PR #17538, opened 2026-07-28
fix(conversation-surfaces): re-level the dark conversation surfaces

kennyzheng-builds:
### What this PR does

Before this PR:

In dark mode the elevation ladder was inverted. `--card` (`#161616`) and `--popover` (`#000`) sat *below* `--background` (`#191919`), so the surfaces that are supposed to float — the call-chain panel and the composer — read darker than the canvas they sit on. The conversation canvas itself was the exact tone of the resource list beside it, so the three columns had no separation. In the tab strip the active tab used the resource-list selection tone, which lands only ~7 levels above the lighter window chrome and reads washed out, while hover (white/10) was *brighter* than the active tab it should sit below.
· · ·
# [PROBLEM DESCRIPTION]
The data must be retyped in full, exactly as it reads.

# [COMPLETED TASK]
PR #17538, opened 2026-07-28
fix(conversation-surfaces): re-level the dark conversation surfaces

kennyzheng-builds:
### What this PR does

Before this PR:

In dark mode the elevation ladder was inverted. `--card` (`#161616`) and `--popover` (`#000`) sat *below* `--background` (`#191919`), so the surfaces that are supposed to float — the call-chain panel and the composer — read darker than the canvas they sit on. The conversation canvas itself was the exact tone of the resource list beside it, so the three columns had no separation. In the tab strip the active tab used the resource-list selection tone, which lands only ~7 levels above the lighter window chrome and reads washed out, while hover (white/10) was *brighter* than the active tab it should sit below.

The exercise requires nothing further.